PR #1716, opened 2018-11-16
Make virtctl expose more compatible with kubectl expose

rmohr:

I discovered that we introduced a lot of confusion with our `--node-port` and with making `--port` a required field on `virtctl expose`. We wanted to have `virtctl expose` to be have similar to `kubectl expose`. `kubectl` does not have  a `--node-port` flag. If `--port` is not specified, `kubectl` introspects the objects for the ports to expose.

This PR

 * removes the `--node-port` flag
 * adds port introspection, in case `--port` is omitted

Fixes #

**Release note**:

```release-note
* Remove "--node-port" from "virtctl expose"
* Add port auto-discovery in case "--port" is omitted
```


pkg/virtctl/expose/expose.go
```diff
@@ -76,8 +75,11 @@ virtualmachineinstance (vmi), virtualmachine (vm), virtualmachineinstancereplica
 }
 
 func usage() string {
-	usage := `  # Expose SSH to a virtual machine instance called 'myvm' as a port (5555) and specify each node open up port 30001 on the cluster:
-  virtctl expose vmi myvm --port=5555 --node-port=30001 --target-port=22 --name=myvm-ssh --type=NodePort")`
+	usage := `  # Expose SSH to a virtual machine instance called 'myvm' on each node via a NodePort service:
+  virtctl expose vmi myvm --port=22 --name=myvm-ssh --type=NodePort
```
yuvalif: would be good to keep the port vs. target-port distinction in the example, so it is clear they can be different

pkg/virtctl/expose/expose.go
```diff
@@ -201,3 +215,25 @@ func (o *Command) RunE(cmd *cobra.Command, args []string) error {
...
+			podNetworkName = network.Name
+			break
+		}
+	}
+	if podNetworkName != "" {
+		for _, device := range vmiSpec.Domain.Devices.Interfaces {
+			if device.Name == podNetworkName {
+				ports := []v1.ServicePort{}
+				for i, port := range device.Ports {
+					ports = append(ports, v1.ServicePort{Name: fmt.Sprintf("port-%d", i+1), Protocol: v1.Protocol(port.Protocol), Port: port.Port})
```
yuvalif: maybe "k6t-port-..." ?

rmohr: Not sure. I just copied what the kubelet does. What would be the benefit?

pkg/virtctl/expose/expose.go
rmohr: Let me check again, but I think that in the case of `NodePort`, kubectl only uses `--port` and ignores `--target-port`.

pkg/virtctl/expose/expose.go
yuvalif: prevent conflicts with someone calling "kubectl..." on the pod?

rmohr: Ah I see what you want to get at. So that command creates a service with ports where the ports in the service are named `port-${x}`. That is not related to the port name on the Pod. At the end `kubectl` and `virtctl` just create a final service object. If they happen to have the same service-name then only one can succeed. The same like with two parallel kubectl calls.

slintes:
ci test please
*****
What you are asked to do =
Every line that contains "each" should be copied out of the data.

Output below =
-	usage := `  # Expose SSH to a virtual machine instance called 'myvm' as a port (5555) and specify each node open up port 30001 on the cluster:
+	usage := `  # Expose SSH to a virtual machine instance called 'myvm' on each node via a NodePort service:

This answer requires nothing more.